De même, le contremaître de l'équipe, Luis Urzùa, se souvient des
premiers sons du forage approchant qui indiquait leur sauvetage. « Quand on
a entendu le bruit… On a pensé qu'ils travaillaient dans la mine. » En
d'autres termes, avec le prix du cuivre à son plus haut niveau depuis 50 ans,
les mineurs ont pensé que les propriétaires préféraient extraire le précieux
métal plutôt que de tenter de les sauver.
Voilà la triste réalité pour la classe ouvrière du "libéralisme" et de
l'esprit d'entreprise capitaliste mis en exergue par le Journal et le Post.
Ni le Post ni le Journal ne se donnent la peine de se pencher sur la
manière dont le Chili est devenu « le pays le plus libre » d'Amérique latine
et un tel havre de paix pour le "libéralisme".
Le président Pinera et son parti sont les héritiers politiques de la
dictature du Général Augusto Pinochet, qui s'était emparé du pouvoir au
cours d'un coup d'état fomenté par la CIA le 11 septembre 1973, et avait
mené le pays d'une main de fer jusqu'en 1990. Mais les liens de Sebastian
Pinera avec le régime de Pinochet remontent au début de la dictature. Le
président actuel du Chili a commencé à faire fortune dans les cartes de
crédit dans les années 1970.
Pinochet avait l'habitude de dire : « Pas une feuille ne bouge dans ce
pays si ce n'est moi qui la fait bouger. » Pinera a fait fortune en ayant
obtenu la bénédiction de Pinochet dans une situation où des milliers de
travailleurs chiliens, d'étudiants et d'intellectuels étaient assassinés,
torturés, emprisonnés sans jugement ou contraints à l'exil. Durant la même
période, le frère de l'actuel président était ministre des mines, rédigeant
les lois de privatisation et de déréglementation qui ont créé les conditions
de travail qui ont causé la mort de 373 mineurs chiliens rien qu'au cours
des dix dernières années.
Tandis que les éditorialistes champions du capitalisme à New York et à
Washington se sentent libres de négliger cette partie de l'histoire, c'est
une chose que les mineurs et leurs familles ne connaissent que trop bien.

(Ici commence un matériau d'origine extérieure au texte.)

Issue #531, opened 2020-10-01
Pass full context through all passes instead of having special term


cwgoes:
# Description

Per discussion in architecture meeting.

Pass the full context to the typechecker, through erasure, etc. instead of having a separate term.

# Blocks

- #973 

# Blocked by

# See also

cwgoes:
To be clear, this should be using the context datastructure.

@mariari do you want to clarify any further requirements from the REPL side?

cwgoes:
Part of idealised pipeline discussions.

PR #795, opened 2021-05-26
Compile with context

Acentelles:


cwgoes:
(this aims to thread datatypes through to backends so that variable lookups of fields work)

cwgoes:
ref https://github.com/anoma/juvix/issues/531 perhaps

PR #803, opened 2021-06-05
Create a `to-fix` folder within `test/examples`

cyberglot:
`Transfer.ju` is breaking my PR #722, and after talking with @Acentelles, we've decided that just not running it is enough since it's still `to-fix`. I could alternatively move it somewhere else, but this PR documents why it is `.error` (it will be linked in the file's `git blame`) and I'm not sure whether I understand the polarity added to the test folders.

This change makes all tests pass in #722.


Acentelles:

L'équipe de la NASA et d'autres ont salué Luis Urzùa, le contremaître,
comme un "chef par nature." Sa mère a dit à la presse qu'elle n'était pas
surprise, elle l'a décrit comme quelqu'un de « très discipliné » et « le
chef de ses six frères. »
Comme dans le cas de la catastrophe à la mine, ce rôle lui a été imposé
par la vie. Quand il était enfant, son père, responsable d'un syndicat de
mineurs et membre du Parti communiste, avait disparu sans laisser de traces
au début du coup d'état de 1973. Puis son beau-père, lui aussi responsable
syndical et membre du comité central des Jeunes socialistes, a été enlevé et
exécuté par un peloton d'exécution militaire qui se faisait appeler « la
caravane de la mort » et son corps fut jeté dans une fosse commune.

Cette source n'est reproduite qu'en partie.